Apparently my persistence got results -- at least I will take the credit! 

:icon_band ♫ ♫ IT'S *BASEBALL SEASON* -- HAPPY DAYS ARE HERE AGAIN! ♪ ♪ ♪ :icon_da: :welcome: :dance01: :dance07: :jumpingja :engel02: :joy: !pride​


----------



## Pete K. (Apr 23, 2002)

Nick, you are right. The full schedule wasn't up until you called! I saw the Spring Training TV schedule several weeks ago. I did not realize the regular season schedule hadn't been posted.


----------



## ehren (Aug 3, 2003)

What do Braves fans have to complain about? Your team is on tv 162 games a season EVERY DAMN SEASON! Try being a Phillies fan!!! If I have to listen to Skip Caray slur anymore this season I am sending him a gift basket which will read "GIVE IT UP OLD MAN!"


----------



## Nick (Apr 23, 2002)

:thats: Gee, someone needs a hug! :icon_hug: :feelbette


----------



## BobMurdoch (Apr 24, 2002)

Hey it could be worse. You could be a New York area based baseball fan. Now BOTH the Yankees and Mets are blacked out, barring a last minute deal to pick up SNY (We KNOW that YES and E* will never come to terms if the past is any indication) .

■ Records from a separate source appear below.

Issue #1003, opened 2019-08-28
Tests fail when shuffled


ricab:
```console
$ ./bin/multipass_tests --gtest_shuffle
[...]
[==========] 820 tests from 51 test suites ran. (4727 ms total)
[  PASSED  ] 816 tests.
[  FAILED  ] 4 tests, listed below:
[  FAILED  ] QemuBackend.returns_version_string_when_failed_parsing
[  FAILED  ] QemuBackend.verify_qemu_arguments_when_resuming_suspend_image
[  FAILED  ] QemuBackend.returns_version_string_when_errored
[  FAILED  ] QemuBackend.returns_version_string_when_exec_failed
```

Each failing test says:

```
unknown file: Failure
C++ exception with description "ProcessFactory::instance() called before MockProcessFactory::Inject()" thrown in the test body.
```

ricab:
We have experienced manifestations of this when adding new tests or changing their build structure. A useful case for investigation, with a fixed ordering that fails, is reported [here](https://github.com/CanonicalLtd/multipass/pull/1120#issuecomment-542657291).

PR #1120, opened 2019-10-08
Check min img size

### LINKED ISSUE #701: Multipass should provide better error message when unable to resize
```sh
$ multipass launch ubuntu --mem 1500M --disk 2g
launch failed: Cannot resize instance image
```

This happens because

```sh
qemu-img info ubuntu-18.04-server-cloudimg-amd64.img | grep "virtual size"
virtual size: 2.2G (2361393152 bytes)
```

The error message should explain this. Otherwise, the user will have no idea why this happened.

Alternatively &ndash; or additionally &ndash; this can be explained in the help.

ricab:
Check that the disk size requested on launch is not below the virtual size of the corresponding image. Fixes #701.


src/platform/backends/shared/linux/backend_utils.cpp
```diff
@@ -86,6 +87,34 @@ auto virtual_switch_subnet(const QString& bridge_name)
...
+        std::make_unique<mp::QemuImgProcessSpec>(QStringList{"info", image_path}));
+    auto process_state = qemuimg_process->execute();
+
+    if (!process_state.completed_successfully())
+        throw std::runtime_error(fmt::format("Cannot get image info: qemu-img failed ({}) with output:\n{}",
+                                             process_state.failure_message(),
+                                             qemuimg_process->read_all_standard_error()));
+
+    const auto img_info = QString{qemuimg_process->read_all_standard_output()};
+    const auto capture_name = QStringLiteral("size");
```
Saviq: This seems a bit excessive… I don't think repeating "size" would be that big of a deal here, and having to substitute this in the pattern below… Your call.

src/platform/backends/shared/linux/backend_utils.cpp
```diff
@@ -86,6 +87,34 @@ auto virtual_switch_subnet(const QString& bridge_name)
...
+    const auto pattern = QStringLiteral("^virtual size: .+ \\((?<%1>\\d+) bytes\\)$").arg(capture_name);
+    const auto re = QRegularExpression{pattern, QRegularExpression::MultilineOption};
+
+    if (const auto match = re.match(img_info); match.hasMatch())
+    {
+        const auto min_size = match.captured(capture_name).toStdString();
+        if (requested_size < mp::MemorySize{min_size})
+            throw std::runtime_error(fmt::format("Requested disk ({} bytes) below minimum for this image ({} bytes)",
+                                                 requested_size.in_bytes(), min_size));
```
Saviq: I think we should print this human-readable, we can probably assume GBs here, although now I see `MemorySize` floors, would have to round up for this use case…

I'd be OK with this with a TODO to improve the message later.

src/platform/backends/shared/linux/backend_utils.cpp
ricab: OK, I will do that.

src/platform/backends/shared/linux/backend_utils.cpp
ricab: I considered that, but then users might get `Requested disk (2.2G) below minimum for this image (2.2G)`, because of approximations. I used bytes to be precise and avoid that.

ricab: So, this would happen when a user wanted to save space:

```
$ multipass launch --disk=1G
Requested disk (1G) below minimum for this image (2.2G)
$ multipass launch --disk=2.2G  # user trying next-best thing
Requested disk (2.2G) below minimum for this image (2.2G)
```

ricab:
> Could we unit-test this please?

Sure, I am working on it.

src/platform/backends/shared/linux/backend_utils.cpp
Saviq: Well of course, which is why I mentioned we'd need to `ceil()` the minimum, in which case the minimum would be `2.3G`.

ricab: I see, I did not get what you meant before. OK then, fine by me. It would be imprecise, but I agree it looks friendlier.

ricab:
Test are in. I still have to address the other review comments.

ricab:
CI-detected conflict addressed in canonical/multipass-private#187.

Saviq:
@ricab if you rebase / merge this, the CI failure should go away.

ricab:
Bahh new test failure...

ricab:
The failure is just another manifestation of #1003. I tried a shot at changing the order of our sources in cmake and it made it go away! At least in my machine, let's see what CI says.

I kept that change as a separate commit on purpose. In summary, the failure in c5eacaf (merge commit) goes away in f502847. Something that will byte us back again for sure, but not really related to this PR.

src/platform/backends/shared/linux/backend_utils.cpp
ricab: Bahh I totally forgot about this and just noticed this PR never got merged,

src/platform/backends/shared/linux/backend_utils.cpp
ricab: `MemorySize` does not support decimals ATM, so I will add the TODO for now.

ricab:
The conflict in CI is handled in canonical/multipass-private#190

ricab:
Thanks! Yeah, the tests took most of the time. 

I considered parameterized tests but ended up deciding against. I forget the exact reasoning at the time, but I think the main reasons were:
- `test_image_resizing` is a template: I remember looking briefly and not finding any obvious way to mix parameterized tests with templates
- it would not gain me much: despite the many parameters, there weren't many combinations to test and the automated facilities to produce parameter combinations to test would not have been useful
- test names would suffer: output would consist of a repeated name plus a load of parameters, instead of a specific, more descriptive, name for each test

Saviq:
>     * it would not gain me much: despite the many parameters, there weren't many combinations to test and the automated facilities to produce parameter combinations to test would not have been useful

There would be less `const auto`s though ;). But then, less readable because need to remember argument order, I suppose.

>     * test names would suffer: output would consist of a repeated name plus a load of parameters, instead of a specific, more descriptive, name for each test

FWIW this one can be solved by providing [a naming function](https://github.com/google/googletest/blob/master/googletest/docs/advanced.md#specifying-names-for-value-parameterized-test-parameters) when instantiating the suite.

Thanks.

polarapfel:
I tried edge/pr1120 and I am still running into the issue with qemu-img being unable to resize the image and timing out.

townsend2010:
Hi @polarapfel,

It sounds to me the issue you are seeing is unrelated to this PR.  Could you please submit a new issue and put in your reproduction steps?

polarapfel:
Sure thing.

polarapfel:
Hey @townsend2010, it's #1408.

MSG and Fox Sports New York have just become officially USELESS to me as neither hockey or basketball appeal to me.


----------



## durl (Mar 27, 2003)

I'm with ehren. Every Braves' game is on TBS or Turner South during the week, then when Fox has their Saturday game who do we get in Tennessee? The BRAVES of course. (Well, either Braves or Yankees.) The Braves are everywhere!! AAAHHHHHH!!!!!

(I'm feeling better now, thanks.)


----------



## BGummy (Mar 1, 2006)

Yes, it is ruining televised basseball games. For those of us with dial-up (still), it would be impossible to watch games on-line. Which is why I have the MLB Extra Innings Package thru DirecTV. I dumped Dish Network because (five years ago), they refused to carry the YES Network or the MLB Package (now the carry the MLB Package, but not YES). So, I went to DirecTV. I will never have cable again because Time Warner's signal is poor at best in this area and is always a snowy picture. We don't have any other choice in my area. It's either Time Warner or Satellite TV.


----------



## Nick (Apr 23, 2002)

If I were to lose (not loose) the Braves on commercial tv, I would return to Dish just for the MLB pkg. Otherwise, I'm very satisfied with my local Adelphia cable - PQ, programming and service, not to mention the _fastest_ Internet connection I have ever seen.


----------



## Msguy (May 23, 2003)

what is ruining televised baseball are blackouts when fans are paying for subscriptions to the MLB Extra Innings packages. If MLB would eliminate very stupid blackout policys it would help. Also another thing that hurts Television viewers are Fox Saturday games when there is only the 1 game you receive on your local Fox station on Saturday Afternoons. You can't view the other game if you want. You are forced to watch the game on in your local area. The MLB Extra Innings is a nice package, but It would be even better if you could receive any game and be able to choose which RSN you want to watch. All of this probably will never change but it needs to.


----------



## radio fan (Mar 10, 2006)

You never know. When I first got the MLB package, Wednesday night games were blacked out, except for the games on ESPN and your local FSN. Now, you can see all games on Wednesday nights.

But, I agree and hate that rule on Saturdays. The only good thing is they don't start the FOX games until June, so you can see several on Saturday for a little while. 

Another thing I hate is that the MLB package does not pick up the independent feeds. They do, or used to, with the hockey package. I don't have that package now. Maybe that will change too.


----------